* [What to work on]:
What follows are records. Restate all of them word for word.

* [Extracted material]:
PR #860, opened 2022-11-06
Refactor _Config class.

bdice:
## Description
Refactors `_Config` to be private and have a minimal API. Also makes a few helper functions private.

## Checklist:

### DIFF
--- a/signac/__main__.py
+++ b/signac/__main__.py
@@ -693,7 +693,7 @@ def main_config_show(args):
     if not isinstance(cfg, Section):
         print(cfg)
     else:
-        for line in config.Config(cfg).write():
+        for line in config._Config(cfg).write():
             print(line)
 
 
--- a/signac/__main__.py
+++ b/signac/__main__.py
@@ -133,15 +133,15 @@ def _open_job_by_id(project, job_id):
         )
 
 
-def find_with_filter_or_none(args):
+def _find_with_filter_or_none(args):
     """Return a filtered subset of jobs or None."""
     if args.job_id or args.filter:
-        return find_with_filter(args)
+        return _find_with_filter(args)
     else:
         return None
 
 
-def find_with_filter(args):
+def _find_with_filter(args):
     """Return a filtered subset of jobs."""
     if getattr(args, "job_id", None):
         if args.filter:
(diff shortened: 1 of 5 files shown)


signac/__main__.py
```diff
@@ -718,6 +697,27 @@ def main_config_show(args):
             print(line)
 
 
+def _verify_config(cfg, preserve_errors=True):
```
bdice, line 700: Aside from the name change from `verify_config` to `_verify_config`, this is a pure move, so that this function is next to `main_config_verify`.

signac/common/config.py
```diff
@@ -97,10 +97,18 @@ def _locate_config_dir(search_path):
             search_path = up
 
 
+class _Config(ConfigObj):
```
bdice, line 100: Changes here:
- renamed `Config` to `_Config`
- removed the arbitrary `*args, **kwargs` to limit the API to only the argument we use (`preserve_errors`)
- moved the class definition above where it is used in `_read_config_file` and `_load_config`

signac/__main__.py
```diff
@@ -133,15 +133,15 @@ def _open_job_by_id(project, job_id):
         )
 
 
-def find_with_filter_or_none(args):
+def _find_with_filter_or_none(args):
```
vyasr, line 136: I'm fine with making all of these very explicitly internal, but I also don't think it's critical in a module named `__main__.py` that is clearly not part of the public API.

signac/common/config.py
vyasr: 'encoding' is a kwarg for the parent constructor, and from looking at the source it doesn't look like setting the class member variable does what we want because each instance has the attribute overridden on construction anyway. At this point I think removing is fine since that means that we haven't been specifying the encoding historically anyway.

vyasr (approved):
LGTM.

signac/__main__.py
bdice: I agree — the other helpers in the main module already began with an underscore so I figured it was a helpful change for consistency. There was no difference in intended visibility so we should just make all of them private.

signac/common/config.py
bdice: Great, that was the same thing I saw with the parent constructor not using the class member.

* [The answer]:
PR #860, opened 2022-11-06
Refactor _Config class.

bdice:
## Description
Refactors `_Config` to be private and have a minimal API. Also makes a few helper functions private.

## Checklist:

### DIFF
--- a/signac/__main__.py
+++ b/signac/__main__.py
@@ -693,7 +693,7 @@ def main_config_show(args):
     if not isinstance(cfg, Section):
         print(cfg)
     else:
-        for line in config.Config(cfg).write():
+        for line in config._Config(cfg).write():
             print(line)
 
 
--- a/signac/__main__.py
+++ b/signac/__main__.py
@@ -133,15 +133,15 @@ def _open_job_by_id(project, job_id):
         )
 
 
-def find_with_filter_or_none(args):
+def _find_with_filter_or_none(args):
     """Return a filtered subset of jobs or None."""
     if args.job_id or args.filter:
-        return find_with_filter(args)
+        return _find_with_filter(args)
     else:
         return None
 
 
-def find_with_filter(args):
+def _find_with_filter(args):
     """Return a filtered subset of jobs."""
     if getattr(args, "job_id", None):
         if args.filter:
(diff shortened: 1 of 5 files shown)


signac/__main__.py
```diff
@@ -718,6 +697,27 @@ def main_config_show(args):
             print(line)
 
 
+def _verify_config(cfg, preserve_errors=True):
```
bdice, line 700: Aside from the name change from `verify_config` to `_verify_config`, this is a pure move, so that this function is next to `main_config_verify`.

signac/common/config.py
```diff
@@ -97,10 +97,18 @@ def _locate_config_dir(search_path):
             search_path = up
 
 
+class _Config(ConfigObj):
```
bdice, line 100: Changes here:
- renamed `Config` to `_Config`
- removed the arbitrary `*args, **kwargs` to limit the API to only the argument we use (`preserve_errors`)
- moved the class definition above where it is used in `_read_config_file` and `_load_config`

signac/__main__.py
```diff
@@ -133,15 +133,15 @@ def _open_job_by_id(project, job_id):
         )
 
 
-def find_with_filter_or_none(args):
+def _find_with_filter_or_none(args):
```
vyasr, line 136: I'm fine with making all of these very explicitly internal, but I also don't think it's critical in a module named `__main__.py` that is clearly not part of the public API.

signac/common/config.py
vyasr: 'encoding' is a kwarg for the parent constructor, and from looking at the source it doesn't look like setting the class member variable does what we want because each instance has the attribute overridden on construction anyway. At this point I think removing is fine since that means that we haven't been specifying the encoding historically anyway.

vyasr (approved):
LGTM.

signac/__main__.py
bdice: I agree — the other helpers in the main module already began with an underscore so I figured it was a helpful change for consistency. There was no difference in intended visibility so we should just make all of them private.

signac/common/config.py
bdice: Great, that was the same thing I saw with the parent constructor not using the class member.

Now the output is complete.